→ Your objective: Which lines in the records below contain the word "methods"? Copy each one out.

→ Material to process:
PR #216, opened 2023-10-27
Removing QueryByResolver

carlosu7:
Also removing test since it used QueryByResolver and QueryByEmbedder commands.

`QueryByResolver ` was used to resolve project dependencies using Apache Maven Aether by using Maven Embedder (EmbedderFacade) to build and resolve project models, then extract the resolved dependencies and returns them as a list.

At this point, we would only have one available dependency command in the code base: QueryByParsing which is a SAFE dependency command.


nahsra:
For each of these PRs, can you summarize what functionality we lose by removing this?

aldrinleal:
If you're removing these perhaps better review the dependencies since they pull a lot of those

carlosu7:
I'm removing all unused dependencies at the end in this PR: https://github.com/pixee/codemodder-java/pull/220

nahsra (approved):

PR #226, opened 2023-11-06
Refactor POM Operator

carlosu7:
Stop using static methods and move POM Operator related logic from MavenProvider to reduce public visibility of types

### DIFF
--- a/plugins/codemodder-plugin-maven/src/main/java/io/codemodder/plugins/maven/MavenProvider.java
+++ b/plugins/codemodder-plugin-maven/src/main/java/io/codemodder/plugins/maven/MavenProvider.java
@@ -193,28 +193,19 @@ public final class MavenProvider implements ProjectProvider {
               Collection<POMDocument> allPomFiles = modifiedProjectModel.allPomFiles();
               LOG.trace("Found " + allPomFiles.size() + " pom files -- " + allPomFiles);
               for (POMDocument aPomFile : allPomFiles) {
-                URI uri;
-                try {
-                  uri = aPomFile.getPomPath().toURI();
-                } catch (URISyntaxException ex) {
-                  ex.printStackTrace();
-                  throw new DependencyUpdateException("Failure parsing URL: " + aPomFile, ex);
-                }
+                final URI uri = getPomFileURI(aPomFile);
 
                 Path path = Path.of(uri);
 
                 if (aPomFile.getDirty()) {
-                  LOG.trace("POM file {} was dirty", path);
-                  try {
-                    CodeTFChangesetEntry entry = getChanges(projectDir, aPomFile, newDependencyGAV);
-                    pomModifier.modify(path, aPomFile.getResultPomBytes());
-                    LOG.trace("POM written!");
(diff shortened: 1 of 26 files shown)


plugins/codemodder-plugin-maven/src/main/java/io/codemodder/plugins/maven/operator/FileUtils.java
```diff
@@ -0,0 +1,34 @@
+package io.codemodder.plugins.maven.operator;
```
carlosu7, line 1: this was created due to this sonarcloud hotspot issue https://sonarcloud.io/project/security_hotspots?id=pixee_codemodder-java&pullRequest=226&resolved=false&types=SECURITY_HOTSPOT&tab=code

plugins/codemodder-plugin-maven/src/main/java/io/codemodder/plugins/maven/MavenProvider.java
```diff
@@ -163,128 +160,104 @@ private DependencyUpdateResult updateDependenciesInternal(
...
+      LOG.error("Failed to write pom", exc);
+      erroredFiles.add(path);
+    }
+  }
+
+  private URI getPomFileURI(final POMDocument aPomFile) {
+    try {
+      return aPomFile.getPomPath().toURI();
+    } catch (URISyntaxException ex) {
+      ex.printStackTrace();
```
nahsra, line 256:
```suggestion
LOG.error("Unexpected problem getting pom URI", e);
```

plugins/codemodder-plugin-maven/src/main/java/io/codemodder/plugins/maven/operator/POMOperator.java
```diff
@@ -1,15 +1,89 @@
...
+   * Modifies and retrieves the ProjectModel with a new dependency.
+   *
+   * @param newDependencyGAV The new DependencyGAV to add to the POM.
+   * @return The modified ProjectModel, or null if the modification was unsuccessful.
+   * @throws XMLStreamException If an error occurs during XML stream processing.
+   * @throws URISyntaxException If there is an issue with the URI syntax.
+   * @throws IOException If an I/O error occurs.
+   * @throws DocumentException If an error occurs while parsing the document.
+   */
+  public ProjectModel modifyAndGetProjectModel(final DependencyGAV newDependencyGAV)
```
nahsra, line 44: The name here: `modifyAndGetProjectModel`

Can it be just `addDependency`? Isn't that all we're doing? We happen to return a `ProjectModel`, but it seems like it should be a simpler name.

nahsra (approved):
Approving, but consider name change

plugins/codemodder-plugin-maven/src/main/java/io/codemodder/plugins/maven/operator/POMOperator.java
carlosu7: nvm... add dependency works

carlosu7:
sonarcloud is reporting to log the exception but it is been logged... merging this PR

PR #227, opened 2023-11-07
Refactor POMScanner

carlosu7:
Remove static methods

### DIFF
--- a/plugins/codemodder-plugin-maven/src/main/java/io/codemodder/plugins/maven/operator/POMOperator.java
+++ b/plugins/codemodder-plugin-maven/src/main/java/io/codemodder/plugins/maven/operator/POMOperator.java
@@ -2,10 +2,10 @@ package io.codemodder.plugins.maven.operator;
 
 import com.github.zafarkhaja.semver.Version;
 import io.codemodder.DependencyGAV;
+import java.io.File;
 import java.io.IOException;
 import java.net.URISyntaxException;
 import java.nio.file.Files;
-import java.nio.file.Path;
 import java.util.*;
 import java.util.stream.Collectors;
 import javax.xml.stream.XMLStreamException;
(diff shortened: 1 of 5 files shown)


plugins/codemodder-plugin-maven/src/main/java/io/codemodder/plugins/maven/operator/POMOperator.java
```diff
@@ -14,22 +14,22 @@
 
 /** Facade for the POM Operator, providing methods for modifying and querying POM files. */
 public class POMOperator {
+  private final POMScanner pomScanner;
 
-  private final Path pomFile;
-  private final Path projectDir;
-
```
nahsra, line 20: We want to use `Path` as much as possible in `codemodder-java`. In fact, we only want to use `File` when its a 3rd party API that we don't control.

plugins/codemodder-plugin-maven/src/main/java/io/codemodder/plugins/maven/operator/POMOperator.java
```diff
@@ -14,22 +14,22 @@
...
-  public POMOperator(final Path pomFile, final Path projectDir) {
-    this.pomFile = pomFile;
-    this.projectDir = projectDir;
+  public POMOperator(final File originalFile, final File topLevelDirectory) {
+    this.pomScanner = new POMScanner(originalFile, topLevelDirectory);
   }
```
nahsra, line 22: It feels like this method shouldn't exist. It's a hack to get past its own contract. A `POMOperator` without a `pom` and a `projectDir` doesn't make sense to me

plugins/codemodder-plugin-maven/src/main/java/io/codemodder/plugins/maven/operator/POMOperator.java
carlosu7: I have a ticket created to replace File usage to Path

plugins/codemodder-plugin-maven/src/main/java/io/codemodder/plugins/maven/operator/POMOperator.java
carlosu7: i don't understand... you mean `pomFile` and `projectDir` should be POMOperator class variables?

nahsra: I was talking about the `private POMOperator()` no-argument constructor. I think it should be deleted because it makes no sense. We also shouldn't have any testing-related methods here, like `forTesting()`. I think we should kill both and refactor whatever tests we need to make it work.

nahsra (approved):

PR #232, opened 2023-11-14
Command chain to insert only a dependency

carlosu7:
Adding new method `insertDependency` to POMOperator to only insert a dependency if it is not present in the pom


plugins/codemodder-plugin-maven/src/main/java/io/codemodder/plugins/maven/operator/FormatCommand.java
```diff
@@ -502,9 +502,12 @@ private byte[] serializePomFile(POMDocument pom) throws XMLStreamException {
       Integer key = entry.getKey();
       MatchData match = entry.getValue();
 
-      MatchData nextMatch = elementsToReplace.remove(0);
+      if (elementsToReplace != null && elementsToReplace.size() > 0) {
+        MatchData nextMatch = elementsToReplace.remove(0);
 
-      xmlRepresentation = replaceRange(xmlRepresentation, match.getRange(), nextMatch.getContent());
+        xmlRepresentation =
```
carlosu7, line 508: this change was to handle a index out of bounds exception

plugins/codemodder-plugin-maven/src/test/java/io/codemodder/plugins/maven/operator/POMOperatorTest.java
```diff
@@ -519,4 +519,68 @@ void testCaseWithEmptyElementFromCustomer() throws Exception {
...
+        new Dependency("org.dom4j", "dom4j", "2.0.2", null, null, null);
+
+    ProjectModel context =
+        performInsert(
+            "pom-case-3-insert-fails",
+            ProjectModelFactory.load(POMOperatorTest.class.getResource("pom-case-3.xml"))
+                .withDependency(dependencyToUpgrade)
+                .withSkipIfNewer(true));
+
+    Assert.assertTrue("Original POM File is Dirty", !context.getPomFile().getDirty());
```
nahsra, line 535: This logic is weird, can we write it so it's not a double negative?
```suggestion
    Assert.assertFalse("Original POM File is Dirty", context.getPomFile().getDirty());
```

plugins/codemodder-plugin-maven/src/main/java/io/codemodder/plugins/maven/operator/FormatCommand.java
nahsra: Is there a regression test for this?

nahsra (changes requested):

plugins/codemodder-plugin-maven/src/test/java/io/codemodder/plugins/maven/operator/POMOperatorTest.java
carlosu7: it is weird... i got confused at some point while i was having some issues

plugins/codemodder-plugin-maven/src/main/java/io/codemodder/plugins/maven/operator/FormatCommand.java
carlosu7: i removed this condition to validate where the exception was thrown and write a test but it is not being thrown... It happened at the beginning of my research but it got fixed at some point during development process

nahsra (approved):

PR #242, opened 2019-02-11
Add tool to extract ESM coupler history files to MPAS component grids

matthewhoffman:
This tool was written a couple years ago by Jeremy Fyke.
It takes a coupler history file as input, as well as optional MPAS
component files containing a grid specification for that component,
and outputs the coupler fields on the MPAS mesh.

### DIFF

→ Answer to the problem:
Stop using static methods and move POM Operator related logic from MavenProvider to reduce public visibility of types
Remove static methods
 /** Facade for the POM Operator, providing methods for modifying and querying POM files. */
nahsra: I was talking about the `private POMOperator()` no-argument constructor. I think it should be deleted because it makes no sense. We also shouldn't have any testing-related methods here, like `forTesting()`. I think we should kill both and refactor whatever tests we need to make it work.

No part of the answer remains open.